The maximum speed of a mass attached to a spring is vmax = 0.438 m/s, while the maximum acceleration is 1.53 m/s2. What is the maximum displacement of the mass? (Answer: 0.125m)
Answer is provided above. Please show all work on how to get the answer.

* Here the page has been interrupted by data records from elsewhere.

Issue #520, opened 2023-07-27
New component: PanelPreferencesToobar


lpatiny:
We need a component that would display preferences toolbar and would also have the validate / cancel icons.

2 props:

- onValidate
- onCancel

Thank you.
x = A sin w t
v = A w cos wt
a = -w^2 A sin wt = -w^2 x
so
A w = .438 or w = .438/A
A w^2 = 1.53
so
A *(.438)^2/A^2 = 1.53
so
1.53 A = .192
A = .125 m
max speed=max PE
1/2 m v^2= 1/2 kx^2
but me know max force=kx
and force= ma so
kx=1.53m
1/2 mv^2=1/2 1.53m*x
solve for x, m divides out.
x=v^2/1.53 check that.
To find the maximum displacement of the mass, we can use the equation for the maximum speed (vmax) of a mass attached to a spring, which is given by:
vmax = ω * A
where ω is the angular frequency and A is the amplitude (maximum displacement) of the mass.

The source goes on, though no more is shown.